Dive Brief:
- The Food and Drug Administration has taken steps to establish an active postmarket surveillance system to monitor medical device safety but has faced two key challenges, according to a recent government report.
- A Government Accountability Office (GAO) investigation, published Aug. 15, found the FDA plans to start active surveillance for two device types by December and expand the program over five years.
- However, FDA officials told the GAO limited use of unique device identifiers in electronic health records and billing claims and questions about how to fund the work have been key challenges.
Dive Insight:
Federal law adopted in 2012 requires the FDA to establish an active postmarket surveillance system for medical devices. Actively assessing sources of real-world evidence such as electronic health records, billing claims, pharmacy data and registries could accelerate the identification of safety issues and find problems that may otherwise go undetected.
The GAO review of the FDA’s efforts to establish an active surveillance system follows a series of high-profile product safety issues.
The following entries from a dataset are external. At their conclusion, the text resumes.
PR #1880, opened 2022-04-21
docs: fix some typos in the markdown documentation

jcantosz:
Signed-off-by: Jesse Antoszyk <22500761+jcantosz@users.noreply.github.com>

Checklist:

### DIFF
--- a/SECURITY.md
+++ b/SECURITY.md
@@ -1,4 +1,4 @@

In recent years, concerns about Philips’ sleep and respiratory devices, Medtronic’s heart pump and Allergan’s breast implants have shone a spotlight on the recall process. Lawmakers and patient advocates have repeatedly called for the FDA’s medical device recall and product safety system to be improved to better protect people.
Reps. Anna Eshoo, D-Calif., and Debbie Dingell, D-Mich., requested the GAO report on the FDA’s postmarket surveillance system. The federal watchdog has also taken up a congressional request from Sens. Richard Durbin, D-Ill., and Richard Blumenthal, D-Conn., to review the agency’s medical device recall process.
The GAO looked at documents and spoke to people from the agency, health systems, a research organization and associations representing patients, healthcare providers and device manufacturers. The resulting report describes what the FDA has done so far, the challenges that could impede progress and what the agency is doing to resolve the problems.
The GAO found the FDA has conducted three foundational activities for active postmarket surveillance. In partnership with the National Evaluation System for health Technology Coordinating Center (NESTcc), the FDA has organized collaborators to contribute data, built data infrastructure and used stakeholder expertise to plan an active surveillance system.
Building on the foundations, the FDA plans to start active surveillance of duodenoscopes and robotically assisted surgical devices used in gallbladder removal. NESTcc contracted a vendor for the monitoring in October and began talking to 14 potential data partners in February. As of April, one data partner had agreed to participate. FDA officials estimated active surveillance will begin by December.
The FDA plans to add four devices to the program each year, resulting in active surveillance of 18 or more medtech products by 2028. The agency wants to add data partners covering 10 million new patients in 2025 and 2026 and continue to expand the network as needed beyond that.
However, the FDA has faced challenges. The GAO found the limited use of unique device identifiers by healthcare providers and payers makes it harder to identify devices that patients use. Unique device identifiers are codes on product labels used by manufacturers to connect a specific medical device to a specific patient. Experts have advocated for their use in recalls and safety alerts so patients can more easily identify if a device they use or have been implanted with is included.
Device manufacturers now use unique device identifiers as required by a 2013 FDA final rule. Still, the GAO report states that the FDA lacks the authority to make providers capture identifiers in electronic health records or use them in billing. The GAO identified actions the FDA has taken to try to encourage adoption, such as “coordinating with federal entities and publishing a document advertising the benefits of use to health systems.”
Funding is the other challenge. The FDA estimates establishing and maintaining an active surveillance system will cost $8 million. The agency plans to allocate $5 million of its current annual appropriations to the project and asked Congress for an additional $3 million to cover the rest. However, the FDA did not receive the requested appropriations increase.
The FDA has continued to build the system, but officials told the GAO implementing active surveillance without additional funding would mean taking away from other postmarket priorities. The agency has advocated for medical device user fees to cover postmarket surveillance, the GAO said, but that is not likely to be allowed under current law and would require the FDA to work with industry and Congress.